## ACTIVITY
Please write out exactly the lines of the data below from the line holding "- [ ] Verify that Swipe from Right" through the line holding "We've got reports", and leave out the rest.

## ENTRIES SHOWN
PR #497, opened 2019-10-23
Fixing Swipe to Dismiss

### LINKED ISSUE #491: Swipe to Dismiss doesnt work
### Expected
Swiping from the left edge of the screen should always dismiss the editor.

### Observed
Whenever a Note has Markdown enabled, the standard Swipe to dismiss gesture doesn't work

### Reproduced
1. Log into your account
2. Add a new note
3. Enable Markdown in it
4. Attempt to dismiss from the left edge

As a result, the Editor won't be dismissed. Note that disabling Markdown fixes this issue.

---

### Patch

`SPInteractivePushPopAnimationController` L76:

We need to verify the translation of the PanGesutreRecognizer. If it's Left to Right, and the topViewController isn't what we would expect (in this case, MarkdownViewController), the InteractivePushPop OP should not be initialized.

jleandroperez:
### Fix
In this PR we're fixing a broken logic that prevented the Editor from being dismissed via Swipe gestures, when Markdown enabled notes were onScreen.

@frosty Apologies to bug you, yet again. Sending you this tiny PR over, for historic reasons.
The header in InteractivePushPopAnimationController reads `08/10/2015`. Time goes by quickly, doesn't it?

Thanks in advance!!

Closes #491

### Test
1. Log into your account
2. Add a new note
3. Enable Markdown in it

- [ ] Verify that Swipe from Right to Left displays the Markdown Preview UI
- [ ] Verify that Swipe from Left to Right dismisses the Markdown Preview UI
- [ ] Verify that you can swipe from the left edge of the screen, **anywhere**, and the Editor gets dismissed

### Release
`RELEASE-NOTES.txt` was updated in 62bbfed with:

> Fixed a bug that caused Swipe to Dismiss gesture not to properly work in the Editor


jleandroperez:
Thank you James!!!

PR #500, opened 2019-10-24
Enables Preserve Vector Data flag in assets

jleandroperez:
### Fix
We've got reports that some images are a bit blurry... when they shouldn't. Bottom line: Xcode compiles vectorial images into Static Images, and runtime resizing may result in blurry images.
---
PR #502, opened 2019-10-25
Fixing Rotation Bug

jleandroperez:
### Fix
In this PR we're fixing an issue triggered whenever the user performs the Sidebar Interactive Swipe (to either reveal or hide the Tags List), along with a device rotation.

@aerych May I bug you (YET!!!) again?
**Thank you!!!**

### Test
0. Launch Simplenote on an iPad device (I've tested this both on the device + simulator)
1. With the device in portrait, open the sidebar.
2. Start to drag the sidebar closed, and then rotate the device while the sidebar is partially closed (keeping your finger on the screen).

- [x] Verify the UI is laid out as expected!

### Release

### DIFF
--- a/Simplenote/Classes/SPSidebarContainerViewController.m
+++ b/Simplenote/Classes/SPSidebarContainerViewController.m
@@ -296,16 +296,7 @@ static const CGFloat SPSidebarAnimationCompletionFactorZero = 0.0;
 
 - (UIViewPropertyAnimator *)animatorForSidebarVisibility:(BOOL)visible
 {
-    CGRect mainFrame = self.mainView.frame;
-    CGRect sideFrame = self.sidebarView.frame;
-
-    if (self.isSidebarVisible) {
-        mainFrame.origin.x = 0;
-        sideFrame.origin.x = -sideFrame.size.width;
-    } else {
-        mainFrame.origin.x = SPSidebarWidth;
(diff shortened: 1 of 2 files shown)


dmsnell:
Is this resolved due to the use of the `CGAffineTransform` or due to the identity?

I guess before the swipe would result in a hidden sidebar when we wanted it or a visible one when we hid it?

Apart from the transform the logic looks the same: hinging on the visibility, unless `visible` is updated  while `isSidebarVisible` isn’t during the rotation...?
==
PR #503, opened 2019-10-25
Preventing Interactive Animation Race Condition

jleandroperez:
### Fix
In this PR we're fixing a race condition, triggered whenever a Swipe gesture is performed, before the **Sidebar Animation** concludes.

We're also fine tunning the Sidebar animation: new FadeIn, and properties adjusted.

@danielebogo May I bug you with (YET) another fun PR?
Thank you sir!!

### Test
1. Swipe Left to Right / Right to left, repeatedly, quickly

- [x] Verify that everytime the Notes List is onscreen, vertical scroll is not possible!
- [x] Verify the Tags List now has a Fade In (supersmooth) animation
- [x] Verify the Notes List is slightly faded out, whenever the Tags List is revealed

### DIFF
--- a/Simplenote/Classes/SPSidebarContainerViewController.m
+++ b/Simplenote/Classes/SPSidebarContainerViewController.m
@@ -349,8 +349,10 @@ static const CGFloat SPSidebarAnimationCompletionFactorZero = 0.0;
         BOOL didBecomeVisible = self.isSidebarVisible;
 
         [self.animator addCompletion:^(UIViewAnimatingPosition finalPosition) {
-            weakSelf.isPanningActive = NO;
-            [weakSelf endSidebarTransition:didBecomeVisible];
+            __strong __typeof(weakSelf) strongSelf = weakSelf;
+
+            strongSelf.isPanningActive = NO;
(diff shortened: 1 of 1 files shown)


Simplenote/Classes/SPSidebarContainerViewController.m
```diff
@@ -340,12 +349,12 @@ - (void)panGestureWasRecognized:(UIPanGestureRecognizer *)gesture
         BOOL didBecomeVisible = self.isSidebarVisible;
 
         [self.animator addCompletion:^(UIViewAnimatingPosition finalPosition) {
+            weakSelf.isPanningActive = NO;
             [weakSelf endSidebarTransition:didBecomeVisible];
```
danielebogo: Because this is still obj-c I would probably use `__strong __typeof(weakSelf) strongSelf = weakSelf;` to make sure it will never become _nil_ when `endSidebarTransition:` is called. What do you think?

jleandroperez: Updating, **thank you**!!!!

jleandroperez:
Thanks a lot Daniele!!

## EXERCISE SOLUTION
- [ ] Verify that Swipe from Right to Left displays the Markdown Preview UI
- [ ] Verify that Swipe from Left to Right dismisses the Markdown Preview UI
- [ ] Verify that you can swipe from the left edge of the screen, **anywhere**, and the Editor gets dismissed

### Release
`RELEASE-NOTES.txt` was updated in 62bbfed with:

> Fixed a bug that caused Swipe to Dismiss gesture not to properly work in the Editor


jleandroperez:
Thank you James!!!

PR #500, opened 2019-10-24
Enables Preserve Vector Data flag in assets

jleandroperez:
### Fix
We've got reports that some images are a bit blurry... when they shouldn't. Bottom line: Xcode compiles vectorial images into Static Images, and runtime resizing may result in blurry images.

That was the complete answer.